◆ PROBLEM DESCRIPTION ◆
Search the entries below for the word "github" and copy each line that has it.

Data extracted from a collection
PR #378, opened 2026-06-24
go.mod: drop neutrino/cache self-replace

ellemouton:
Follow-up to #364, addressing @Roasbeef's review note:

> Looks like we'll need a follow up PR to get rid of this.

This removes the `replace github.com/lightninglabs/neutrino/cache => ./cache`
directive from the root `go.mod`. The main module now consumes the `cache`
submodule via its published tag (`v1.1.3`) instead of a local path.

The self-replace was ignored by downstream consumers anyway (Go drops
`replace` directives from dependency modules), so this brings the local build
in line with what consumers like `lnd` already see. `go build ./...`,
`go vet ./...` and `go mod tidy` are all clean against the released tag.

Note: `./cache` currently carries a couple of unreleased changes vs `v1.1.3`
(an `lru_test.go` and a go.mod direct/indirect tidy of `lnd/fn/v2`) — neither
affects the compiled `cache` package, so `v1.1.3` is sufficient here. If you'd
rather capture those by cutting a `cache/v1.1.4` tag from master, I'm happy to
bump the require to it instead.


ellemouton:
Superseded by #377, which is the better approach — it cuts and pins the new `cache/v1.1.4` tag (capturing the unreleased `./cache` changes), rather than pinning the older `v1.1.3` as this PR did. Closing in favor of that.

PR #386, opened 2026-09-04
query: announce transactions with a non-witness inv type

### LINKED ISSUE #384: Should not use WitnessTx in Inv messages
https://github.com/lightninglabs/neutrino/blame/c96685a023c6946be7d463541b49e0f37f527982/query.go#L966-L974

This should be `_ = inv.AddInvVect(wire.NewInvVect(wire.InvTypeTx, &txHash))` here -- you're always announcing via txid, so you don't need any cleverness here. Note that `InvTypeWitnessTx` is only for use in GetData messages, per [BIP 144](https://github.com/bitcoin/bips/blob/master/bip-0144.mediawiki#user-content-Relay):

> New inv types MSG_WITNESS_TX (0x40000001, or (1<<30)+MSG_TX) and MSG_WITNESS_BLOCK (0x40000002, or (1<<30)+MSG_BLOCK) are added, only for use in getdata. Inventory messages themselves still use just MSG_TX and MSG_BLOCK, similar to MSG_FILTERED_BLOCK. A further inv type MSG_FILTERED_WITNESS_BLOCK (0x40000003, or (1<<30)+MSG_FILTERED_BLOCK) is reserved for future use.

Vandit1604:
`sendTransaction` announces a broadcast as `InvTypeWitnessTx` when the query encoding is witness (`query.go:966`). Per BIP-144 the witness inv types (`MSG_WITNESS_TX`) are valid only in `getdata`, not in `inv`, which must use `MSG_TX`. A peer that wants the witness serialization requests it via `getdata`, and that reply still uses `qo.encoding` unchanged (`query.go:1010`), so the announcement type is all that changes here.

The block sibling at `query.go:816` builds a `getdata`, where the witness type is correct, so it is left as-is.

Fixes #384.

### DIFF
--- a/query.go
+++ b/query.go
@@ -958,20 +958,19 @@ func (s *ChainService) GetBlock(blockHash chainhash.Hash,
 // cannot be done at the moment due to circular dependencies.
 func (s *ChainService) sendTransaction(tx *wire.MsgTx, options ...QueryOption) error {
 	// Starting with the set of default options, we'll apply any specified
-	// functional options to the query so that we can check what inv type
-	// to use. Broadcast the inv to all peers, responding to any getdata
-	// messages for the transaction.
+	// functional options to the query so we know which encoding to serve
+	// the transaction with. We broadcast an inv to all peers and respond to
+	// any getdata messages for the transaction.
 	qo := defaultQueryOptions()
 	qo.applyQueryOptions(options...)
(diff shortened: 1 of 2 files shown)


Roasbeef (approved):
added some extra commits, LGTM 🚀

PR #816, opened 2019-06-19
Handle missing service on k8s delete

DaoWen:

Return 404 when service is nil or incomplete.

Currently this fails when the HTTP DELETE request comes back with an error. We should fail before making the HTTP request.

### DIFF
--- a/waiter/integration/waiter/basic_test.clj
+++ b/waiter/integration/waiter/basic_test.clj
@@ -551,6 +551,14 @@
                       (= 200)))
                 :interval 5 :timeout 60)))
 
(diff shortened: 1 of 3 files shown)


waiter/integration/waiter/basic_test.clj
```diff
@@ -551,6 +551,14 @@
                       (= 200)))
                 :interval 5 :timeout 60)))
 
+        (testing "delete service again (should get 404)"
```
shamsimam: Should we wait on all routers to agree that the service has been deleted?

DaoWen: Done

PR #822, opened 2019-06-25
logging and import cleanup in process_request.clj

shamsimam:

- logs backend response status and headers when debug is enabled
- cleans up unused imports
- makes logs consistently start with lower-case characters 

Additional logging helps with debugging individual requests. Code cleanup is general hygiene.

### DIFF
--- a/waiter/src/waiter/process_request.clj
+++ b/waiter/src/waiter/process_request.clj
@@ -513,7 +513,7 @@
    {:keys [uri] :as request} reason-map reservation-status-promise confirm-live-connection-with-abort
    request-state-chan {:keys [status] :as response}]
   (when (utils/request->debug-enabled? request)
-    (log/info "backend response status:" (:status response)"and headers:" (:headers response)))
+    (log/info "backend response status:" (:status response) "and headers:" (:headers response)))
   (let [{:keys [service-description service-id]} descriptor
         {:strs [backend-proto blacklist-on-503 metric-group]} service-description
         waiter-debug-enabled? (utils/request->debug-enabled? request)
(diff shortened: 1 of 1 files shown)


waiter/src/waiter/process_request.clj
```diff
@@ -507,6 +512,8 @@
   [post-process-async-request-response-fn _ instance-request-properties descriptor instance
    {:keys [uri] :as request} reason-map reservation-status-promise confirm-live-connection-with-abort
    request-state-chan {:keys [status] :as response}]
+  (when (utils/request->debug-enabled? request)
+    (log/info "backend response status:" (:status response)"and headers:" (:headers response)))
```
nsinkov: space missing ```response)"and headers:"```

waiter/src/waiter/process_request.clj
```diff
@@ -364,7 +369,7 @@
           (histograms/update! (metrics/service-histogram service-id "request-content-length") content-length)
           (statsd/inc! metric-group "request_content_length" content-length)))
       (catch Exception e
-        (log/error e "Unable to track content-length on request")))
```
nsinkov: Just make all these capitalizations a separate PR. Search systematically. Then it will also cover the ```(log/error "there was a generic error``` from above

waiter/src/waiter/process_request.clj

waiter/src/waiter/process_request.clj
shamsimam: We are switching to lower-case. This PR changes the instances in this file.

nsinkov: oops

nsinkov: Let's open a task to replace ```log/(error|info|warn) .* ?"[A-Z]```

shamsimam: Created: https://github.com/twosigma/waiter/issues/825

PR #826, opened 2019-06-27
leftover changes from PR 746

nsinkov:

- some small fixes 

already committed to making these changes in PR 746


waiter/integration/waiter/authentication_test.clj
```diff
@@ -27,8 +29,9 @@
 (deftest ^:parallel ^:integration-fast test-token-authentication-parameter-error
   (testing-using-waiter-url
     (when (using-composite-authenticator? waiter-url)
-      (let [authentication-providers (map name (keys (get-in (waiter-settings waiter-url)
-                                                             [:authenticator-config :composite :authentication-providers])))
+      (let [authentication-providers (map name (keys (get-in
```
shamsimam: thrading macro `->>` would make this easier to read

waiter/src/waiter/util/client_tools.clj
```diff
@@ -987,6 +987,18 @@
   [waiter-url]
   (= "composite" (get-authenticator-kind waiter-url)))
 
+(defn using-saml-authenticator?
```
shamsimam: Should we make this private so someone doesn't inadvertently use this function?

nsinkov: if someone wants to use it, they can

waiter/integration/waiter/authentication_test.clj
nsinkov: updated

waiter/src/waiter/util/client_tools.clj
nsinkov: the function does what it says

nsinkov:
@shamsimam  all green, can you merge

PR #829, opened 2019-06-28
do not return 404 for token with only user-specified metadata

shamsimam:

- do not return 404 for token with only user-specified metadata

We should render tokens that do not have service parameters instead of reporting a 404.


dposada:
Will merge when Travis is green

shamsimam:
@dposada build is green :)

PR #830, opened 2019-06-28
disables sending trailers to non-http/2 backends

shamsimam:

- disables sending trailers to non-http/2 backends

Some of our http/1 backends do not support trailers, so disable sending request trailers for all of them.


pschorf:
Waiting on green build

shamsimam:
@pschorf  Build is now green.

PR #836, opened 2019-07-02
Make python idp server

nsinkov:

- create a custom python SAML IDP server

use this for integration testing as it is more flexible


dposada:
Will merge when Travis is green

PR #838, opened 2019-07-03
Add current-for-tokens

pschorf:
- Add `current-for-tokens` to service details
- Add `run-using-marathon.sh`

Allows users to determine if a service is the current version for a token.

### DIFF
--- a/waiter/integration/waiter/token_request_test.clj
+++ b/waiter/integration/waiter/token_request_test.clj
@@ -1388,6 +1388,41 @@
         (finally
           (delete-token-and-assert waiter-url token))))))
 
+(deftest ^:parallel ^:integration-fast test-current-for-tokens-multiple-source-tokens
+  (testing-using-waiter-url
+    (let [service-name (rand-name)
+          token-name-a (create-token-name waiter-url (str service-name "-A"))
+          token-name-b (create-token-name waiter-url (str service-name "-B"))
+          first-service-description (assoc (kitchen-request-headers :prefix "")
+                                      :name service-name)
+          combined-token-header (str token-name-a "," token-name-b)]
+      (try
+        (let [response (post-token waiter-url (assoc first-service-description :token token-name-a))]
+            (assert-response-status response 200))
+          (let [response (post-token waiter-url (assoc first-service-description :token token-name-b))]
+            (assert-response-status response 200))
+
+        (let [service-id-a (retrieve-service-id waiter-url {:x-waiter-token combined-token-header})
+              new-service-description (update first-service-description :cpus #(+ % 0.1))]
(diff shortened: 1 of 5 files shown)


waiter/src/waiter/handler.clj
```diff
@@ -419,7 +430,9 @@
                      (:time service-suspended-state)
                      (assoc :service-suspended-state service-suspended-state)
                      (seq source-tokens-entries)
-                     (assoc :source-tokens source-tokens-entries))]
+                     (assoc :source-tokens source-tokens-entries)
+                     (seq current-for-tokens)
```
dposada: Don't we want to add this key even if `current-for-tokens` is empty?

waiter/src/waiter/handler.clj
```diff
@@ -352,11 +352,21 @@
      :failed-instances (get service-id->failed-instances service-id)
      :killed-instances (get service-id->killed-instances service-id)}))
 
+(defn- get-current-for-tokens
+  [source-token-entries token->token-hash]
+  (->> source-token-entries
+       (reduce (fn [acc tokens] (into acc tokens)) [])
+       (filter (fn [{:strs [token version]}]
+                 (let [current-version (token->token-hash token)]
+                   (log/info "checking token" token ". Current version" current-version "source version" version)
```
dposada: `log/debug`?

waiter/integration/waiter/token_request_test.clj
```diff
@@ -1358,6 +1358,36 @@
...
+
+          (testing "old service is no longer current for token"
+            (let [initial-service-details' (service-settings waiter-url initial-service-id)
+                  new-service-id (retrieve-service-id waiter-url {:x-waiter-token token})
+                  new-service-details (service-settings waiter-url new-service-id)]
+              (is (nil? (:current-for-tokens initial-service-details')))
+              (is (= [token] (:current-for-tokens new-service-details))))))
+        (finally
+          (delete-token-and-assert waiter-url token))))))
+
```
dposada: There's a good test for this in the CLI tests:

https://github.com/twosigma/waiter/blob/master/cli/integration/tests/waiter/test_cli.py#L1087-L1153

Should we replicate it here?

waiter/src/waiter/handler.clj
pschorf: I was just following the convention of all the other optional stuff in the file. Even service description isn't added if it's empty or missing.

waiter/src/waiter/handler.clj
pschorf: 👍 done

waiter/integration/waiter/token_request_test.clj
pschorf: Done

◆ EXPECTED ANSWER ◆
This removes the `replace github.com/lightninglabs/neutrino/cache => ./cache`
https://github.com/lightninglabs/neutrino/blame/c96685a023c6946be7d463541b49e0f37f527982/query.go#L966-L974
This should be `_ = inv.AddInvVect(wire.NewInvVect(wire.InvTypeTx, &txHash))` here -- you're always announcing via txid, so you don't need any cleverness here. Note that `InvTypeWitnessTx` is only for use in GetData messages, per [BIP 144](https://github.com/bitcoin/bips/blob/master/bip-0144.mediawiki#user-content-Relay):
shamsimam: Created: https://github.com/twosigma/waiter/issues/825
https://github.com/twosigma/waiter/blob/master/cli/integration/tests/waiter/test_cli.py#L1087-L1153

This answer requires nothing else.